Consider the listing below. Extract exactly the lines from the line containing "the repository unchanged." to the line containing "this PR (force-pushed).", both included.

::::

PR #674, opened 2026-08-03
feat(konk-operator): add registry mirror support

sreejith-infoblox:
## Summary

Pulling this chart's images from anywhere other than public GHCR previously meant overriding four separate values — `image.repository` plus three `relatedImages.*Repository` entries — in every deployment. This adds a single `registry` block that covers all of them:

```yaml
registry:
  host: ""   # e.g. registry.example.com
  org: ""    # optional path segment
```

When `host` is set, each image resolves to `{host}/{org}/{name}`, where `{name}` is the last path segment of that image's own `repository`. The `org` segment is dropped when empty, giving a flat `{host}/{name}` layout. With no host set the chart pulls the public images exactly as before, so this is opt-in.

`registry.host` falls back to `global.ib0.services.registry.host` when unset, letting a deployment platform supply the mirror host without any per-cluster configuration.

## Other changes

- `podAnnotations` now defaults to Prometheus scrape annotations for the operator's metrics endpoint (`:8080`, the helm-operator default). Set to `{}` to opt out.
- `crds.create` now defaults to `true`. The template renders whatever is in the chart's `crds/` directory, which `make package` populates from `config/crd/bases`, so a source-tree render is unaffected.
- Grouped each `relatedImages` tag beside its repository, and corrected comments that described an appVersion fallback the template does not implement.

## Test plan

- [x] `helm lint` passes
- [x] Rendered output is unchanged for existing deployments, except where a platform registry host is present — those now resolve to the mirror, which is the intended behaviour change
- [x] Mirror resolution verified for three cases: no mirror (public GHCR), host only (flat layout), and host + org
- [x] `helm template` for a fresh deployment renders the expected manifests

### DIFF
--- a/helm-charts/konk-operator/templates/_helpers.tpl
+++ b/helm-charts/konk-operator/templates/_helpers.tpl
@@ -61,3 +61,24 @@ Create the name of the service account to use
 {{- default "default" .Values.serviceAccount.name }}
 {{- end }}
 {{- end }}
+
+
+{{/*
+Resolve the repository for one image.
+
+The mirror host is registry.host, or the ib0 platform registry when that is
+empty. Given one, returns {host}/{org}/{name} — {name} being the last path
+segment of the image's own repository, and the {org} segment dropped when
+registry.org is empty. Given neither, returns the repository unchanged.
+
+Usage: include "konk-operator.imageRepo" (dict "ctx" . "repo" .Values.image.repository)
+*/}}
+{{- define "konk-operator.imageRepo" -}}
+{{- $registry := .ctx.Values.registry -}}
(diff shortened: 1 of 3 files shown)


sreejith-infoblox:
Dropped the `crds.create: false` → `true` change from this PR (force-pushed).

It broke the Makefile install path CI uses: `make deploy-crds` applies the CRDs outside Helm by design, and with the flag defaulting to `true` the packaged chart also renders them into the release, so Helm fails trying to adopt resources it doesn't own. Details and the same fix for `release/ib0-test` are in #677.

A source-tree render can't catch this — `crds.yaml` globs `crds/*.yaml`, which is empty until `make package` populates it from `config/crd/bases`, so `helm template`/`helm lint` render zero CRDs either way.

PR #696, opened 2026-09-09
zero-config: migrate konk-operator chart to ib0

sreejith-infoblox:
Makes the konk-operator chart configurable for any registry, fixes two bugs the
chart carried, and removes a double-scrape trap. Four commits.

### 1. Registry mirror support (`7a8e9e6`)

Pulling this chart's images from anywhere other than public GHCR previously meant
overriding four separate values in every deployment. A single `registry` block now
redirects all of them:

```yaml
registry:
  host: ""              # empty -> falls back to global.ib0.services.registry.host
  org: infobloxcto
```

Each image resolves to `{host}/{org}/{name}`, where `{name}` is the last path segment
of that image's own `repository`. With no host anywhere, the public `repository`
defaults are used unchanged.

**This is not ib0-only.** `registry.host` is an ordinary chart value — any deployment
can set it. What is ib0-specific is only the *automatic* part: the fallback to
`global.ib0.services.registry.host`, which the ib0 platform injects, so ib0 clusters
mirror with no configuration at all. Non-ib0 clusters set `registry.host` explicitly
and need no chart change. The EU proxy layout is expressible too, since `org`
tolerates slashes:

| values | resolves to |
|---|---|
| *(defaults, no ib0)* | `ghcr.io/infobloxopen/konk-app` |
| ib0 cluster, `host: ""` | `harbor.services.sdp.infoblox.com/infobloxcto/konk-app` |
| `host: harbor.services.sdp.infoblox.com` | `harbor.services.sdp.infoblox.com/infobloxcto/konk-app` |
| `host: harbor.services.eu.sdp.infoblox.com`, `org: harbor-proxy-cache/infobloxcto` | `harbor.services.eu.sdp.infoblox.com/harbor-proxy-cache/infobloxcto/konk-app` |

#### How far the ib0 fallback actually reaches today

Worth knowing before anyone relies on the automatic path: in the DC repo the
`global.ib0` descriptor comes from `envs/box-dev/us-dev-5/zero-config-values.yaml`,
whose `global:` block is merged into every app's values on that cluster. That is the
**only** `zero-config-values.yaml` in the repo, and the file marks itself
`TRANSITIONAL: until webhook injection is available`, with
`services.registry.host` contributed by the platform team.

So the zero-config path currently serves exactly one cluster:

| cluster | `global.ib0` reaches konk-operator? | `services.registry` |
|---|---|---|
| us-dev-5 | yes | `host: harbor.services.sdp.infoblox.com` |
| us-dev-2, us-dev-4, us-stg-1, eu-stg-1 | no — an `ib0` block exists only inside unrelated app values (`karpenter-values.yaml`, `atlas-cubejs-async-values.yaml`) | absent, `services` empty |
| us-com-1, eu-com-1, prd-1, gov-stg-2, gov-prd-2, gstg-1 | no `ib0` at all | absent |

Every other cluster therefore sets `registry.host` explicitly — which is one line and
renders identically. Do **not** hand-author a `zero-config-values.yaml` to get the
fallback: that file carries platform-owned cluster facts (AWS account and subnet IDs,
CA ARNs, EIP allocations), and the admission webhook is meant to supply it fleet-wide
later.

Explicit values stay forward-compatible, since resolution is
`registry.host | default global.ib0.services.registry.host` — when the webhook lands,
an explicit host keeps winning and can be deleted then. That precedence is also the one
trap: if a cluster is later injected with a *different* registry, a stale explicit host
silently overrides it. Gov is the realistic case, where the platform registry
(`harbor-services.sdp.prd.infoblox-fedcloud.com`) is not where konk images live
(`harbor.services.sdp.infoblox.com`). Prefer setting `registry.host` at the lifecycle
level, where it is easy to find and remove, over scattering it per cluster.

### 2. `crds.create` restored to `false` (`704dfec`)

#675 had promoted it to `true` because every deployment sets it, but that broke the
Makefile install path CI uses: `make deploy-crds` applies the CRDs without Helm
ownership metadata (deliberately — *"There is no support at this time for upgrading or
deleting CRDs using Helm"*), so a chart that also renders them into the release makes
Helm try to adopt resources it does not own. Note a source-tree render cannot catch
this: `crds.yaml` globs `crds/*.yaml`, which is empty until `make package` populates it.

### 3. `relatedImages` tags fall back to `appVersion` (`43cfbab`)

values.yaml documented these tags as overriding "the chart's default appVersion
fallback", but the template had no such fallback — an unset tag rendered a bare
`repo:` with an empty tag, which for the `fix-helm-orphans` init container is an
invalid image reference, so the pod never started.

`make package` builds with `--app-version ${GIT_VERSION}` (chart `--version` gets the
extra `-jNN`), so `.Chart.AppVersion` is already exactly the tag the images were built
with. The fallback is therefore self-consistent by construction: chart *vX* always
ships alongside images tagged *vX* from the same build.

This also replaces a fallback that was already broken. Previously an unset tag fell
through to the **konk subchart's** appVersion, which is `v1.25.8`:

```
ghcr.io/infobloxopen/konk-app:v1.25.8              -> HTTP 404   (old fallback)
ghcr.io/infobloxopen/konk-app:v0.2.1-164-gbd3f28a  -> HTTP 200   (new fallback)
```

### 4. Scrape annotations gated on the PodMonitor (`0ac5334`)

#675 also promoted the `prometheus.io` scrape annotations into `podAnnotations`.
Correct in intent — every deployment was setting them by hand — but it put them on an
ungated passthrough, and combined with the PodMonitor from #681/#699 a pod can carry
both discovery paths at once. Alloy's annotation discovery and its
`prometheus.operator.podmonitors` component both run with no selector, so such a pod is
scraped twice and every series is duplicated, the copies differing only in
`job`/`instance`.

The etcd chart already solved this in #689/#699. konk-operator had no equivalent, which
is why us-dev-2 and us-dev-5 carry a hand-written `podAnnotations: null` in the DC repo
purely to de-duplicate. The scrape pair moves to `metrics.podAnnotations` behind the
same gate; `podAnnotations` returns to `{}` for genuine user annotations.

This partially reverts #675's `podAnnotations` default — annotation scraping is now
requested via `metrics.enabled` instead.

## Verification

`helm lint` clean. Renders with `--api-versions monitoring.coreos.com/v1`:

| scenario | annotations | PodMonitor |
|---|---|---|
| chart defaults | 0 | 0 |
| `metrics.enabled` | 2 | 0 |
| `metrics.enabled` + `podMonitor.enabled` | **0** | 1 |
| DC `envs/konk-operator-values.yaml` | 2 | 0 — unchanged |
| DC us-dev-5 (`null` + podMonitor) | 0 | 1 — unchanged |

Rendered against every deployed cluster's real DC values: **no cluster changes
behaviour on merge.** `registry.host` defaults to `""`, and only us-dev-5 has
`global.ib0` in its values, so every other cluster keeps its current repositories
verbatim. Confirmed byte-identical for gov-prd-2: today's 8 pinned lines and a single
`registry.host` produce the same manifest.

## Expected changes in deployment-configurations

Nothing is required at merge time — the chart is inert until DC opts in. When you do:

**One line, fleet-wide,** in `envs/konk-operator-values.yaml`:

```yaml
registry:
  host: harbor.services.sdp.infoblox.com
```

That host is simultaneously what ib0 injects into us-dev-5 and what gov-prd-2,
gov-stg-2 and us-dev-4 hardcode today.

**Then delete the now-redundant overrides.** Only three files fleet-wide carry them —
`box-dev/us-dev-4`, `gov-box-prod/gov-prd-2`, `gov-box-stage/gov-stg-2`. Each collapses
from this:

```yaml
image:
  repository: harbor.services.sdp.infoblox.com/infobloxcto/konk
relatedImages:
  apiserver: v0.2.1-168-gb8dabd8
  provision: v0.2.1-168-gb8dabd8
  kind: v0.2.1-168-gb8dabd8
  apiserverRepository: harbor.services.sdp.infoblox.com/infobloxcto/konk-app
  provisionRepository: harbor.services.sdp.infoblox.com/infobloxcto/konk-provision
  kindRepository: harbor.services.sdp.infoblox.com/infobloxcto/konk-service
```

…to nothing. Image refs then follow `konk-operator-version.txt` on their own. All three
clusters already pin tags that equal their chart's appVersion exactly, so this is a pure
refactor:

| cluster | pinned chart | appVersion | tags set today |
|---|---|---|---|
| us-dev-4 | `v0.2.1-168-gb8dabd8-j207` | `v0.2.1-168-gb8dabd8` | same ×3 |
| gov-prd-2 | `v0.2.1-164-gbd3f28a-j203` | `v0.2.1-164-gbd3f28a` | same ×3 |
| gov-stg-2 | `v0.2.1-164-gbd3f28a-j203` | `v0.2.1-164-gbd3f28a` | same ×3 |

**Why this matters beyond tidiness:** bumping only `konk-operator-version.txt` while
keeping the pinned tags produces a split-version deployment — the operator moves to the
new build while it reconciles every Konk/KonkService CR with the *previous* apiserver,
provision and konk-service images. That is what the old file's *"Must be updated when
konk chart version changes"* comment guarded against; it becomes structurally impossible.

**For commit 4,** replace the global `podAnnotations` block with `metrics.enabled: true`,
then drop `podAnnotations: null` from `box-dev/us-dev-2` and `box-dev/us-dev-5`.

### Rollout cautions

- **The global host is also a GHCR -> Harbor migration** for the 8 clusters currently on
  the chart's public defaults (us-dev-2, box-3, us-com-1, eu-com-1, us-stg-1, eu-stg-1,
  gstg-1, prd-1). Confirm `infobloxcto/konk{,-app,-provision,-service}:<appVersion>`
  exists in Harbor for each cluster's pinned version first — `konk-app:v0.2.1-138-g8b64bf7`
  already 404s in GHCR, so old pins are genuinely at risk. To decouple, set
  `registry.host` per lifecycle instead of at the top level.
- **`envs/com-prod/us-com-1/konk-operator-version.txt` is a symlink** to
  `prod/prd-1/konk-operator-version.txt` — those two clusters must move together.
- **`integration` is on `v0.2.1-189-g6fc79bc-j39`**, a later commit than the current
  release line; bumping it backwards would be a rollback.

## Known gap

`konk-operator.imageRepo` dereferences `.Values.global.ib0.services.registry.host`
unguarded, so `--set global.ib0=null` fails with `nil pointer evaluating
interface {}.services`. No current consumer does that — Helm's deep merge preserves the
chart's own `global.ib0` default even when a parent sets other `global` keys — but it is
worth a guard once DC values depend on this block. Not included here to keep the diff
reviewable.


rsatal:
@sreejith-infoblox — pushed one commit to this branch via maintainer-edit (`0ac5334`), heads-up since it's your PR. Happy to move it to a separate PR if you'd rather keep this one focused.

**Why:** #675 promoted the `prometheus.io` scrape annotations into `podAnnotations`, which is correct in intent — every deployment was setting them by hand — but it landed them on an ungated passthrough. Combined with the PodMonitor that came from #681/#699, a pod can now carry both discovery paths at once. Alloy's annotation discovery and its `prometheus.operator.podmonitors` component both run with no selector, so such a pod is scraped twice and every series is duplicated, the copies differing only in `job`/`instance`.

The etcd chart already solved this in #689/#699 by emitting its annotations only when the PodMonitor isn't doing the job. konk-operator had no equivalent, which is why us-dev-2 and us-dev-5 carry a hand-written `podAnnotations: null` in the DC repo purely to de-duplicate.

**What changed:** scrape annotations move to `metrics.podAnnotations` behind the same gate etcd uses; `podAnnotations` returns to `{}` for genuine user annotations. This partially reverts the `podAnnotations` default from #675 — annotation scraping is now requested via `metrics.enabled` instead.

**Verified by render** (`--api-versions monitoring.coreos.com/v1`), `helm lint` clean:

| scenario | annotations | PodMonitor |
|---|---|---|
| chart defaults | 0 | 0 |
| `metrics.enabled` | 2 | 0 |
| `metrics.enabled` + `podMonitor.enabled` | **0** | 1 |
| DC `envs/konk-operator-values.yaml` | 2 | 0 — unchanged |
| DC us-dev-5 (`null` + podMonitor) | 0 | 1 — unchanged |

Both DC paths render byte-identical, so no cluster changes behaviour on merge. Follow-up on the DC side: swap the global `podAnnotations` for `metrics.enabled: true` and drop the per-cluster `null` overrides.

vijaylakshmi-subramanian (approved):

::::

## Result
+registry.org is empty. Given neither, returns the repository unchanged.
+
+Usage: include "konk-operator.imageRepo" (dict "ctx" . "repo" .Values.image.repository)
+*/}}
+{{- define "konk-operator.imageRepo" -}}
+{{- $registry := .ctx.Values.registry -}}
(diff shortened: 1 of 3 files shown)


sreejith-infoblox:
Dropped the `crds.create: false` → `true` change from this PR (force-pushed).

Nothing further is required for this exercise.